Exercise goal: Look through the records below and collect all lines that hold the string "enhance".

Data supplied Start Marker

PR #207, opened 2017-01-03
Fix test on Suspected words

gabelula:
## What does this PR do?

When adding a flag action the metadata field was missing. This PR adds this field metadata (that contains field and details) and fix the test.

## How do I test this PR?

- npm test


wyattjoh (approved):
Nice catch!

impronunciable (approved):

PR #211, opened 2017-01-04
Refactor, change test to include CSRF and add a new test

gabelula:
## What does this PR do?

- refactor a few lines based on Dan's review on a previous PR
- change test on client item Actions to include CSRF (inititate state with it in the test).
- add test on creating comment to check that it fails if CSRF not present

## How do I test this PR?

- npm test


wyattjoh:
I think that with https://github.com/coralproject/talk/pull/215 getting merged we should close this one.

PR #769, opened 2017-07-17
Conditionally exclude a Plugin Component from a Slot

alinhle:
## What does this PR do?
- Adds a hoc `excludeIf(condition: func)` to support conditionally excluding a component from a slot depending on the current props. (available in the plugins-api). e.g. 
```es6
 const enhance = compose(
    // `withFragments` omitted.
    excludeIf((props) => props.asset.totalComments === 0).
  );
 export default enhance(BaseComponent);
```
- Adds a hoc `connect` that proxies through the `connect` from `react-redux` but also keeps the mapping information to make `excludeIf` aware of the props from redux. (available in the plugins-api)
- Adds a component called `Popup` that declaratively controls a real window popup using React. Provides events like `onFocus`, `onLoad`, `onClose`, ... to allow syncing the state back to React.
```jsx
<Popup
  href='/embed/stream/login'
  title='Login'
  features='menubar=0,resizable=0,width=500,height=550,top=20'
  open={showSignInDialog}
  focus={signInDialogFocus}
  onFocus={focusSignInDialog}
  onBlur={blurSignInDialog}
  onClose={hideSignInDialog}
/>
```
- Adds a component `IfSlotIsEmpty` and `IfSlotIsNotEmpty` that only renders its children depending on whether the given slot is empty or not. The same additional props that are supplied to the `Slot` component must also be supplied to get the correct result. E.g. 
```jsx
<IfSlotIsEmpty slot="slotName" {...slotProps} >{children}</IfSlotIsEmpty>
```
- Refactor our plugins and core to use the new API.
- Deprecate `isSlotEmpty` in `plugin-api`.


okbel (approved):

okbel:
This one is amazing!! Good job 💯  We should add this to the docs! I'll add a task for it.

Data supplied End Marker

Output for this exercise:
 const enhance = compose(
 export default enhance(BaseComponent);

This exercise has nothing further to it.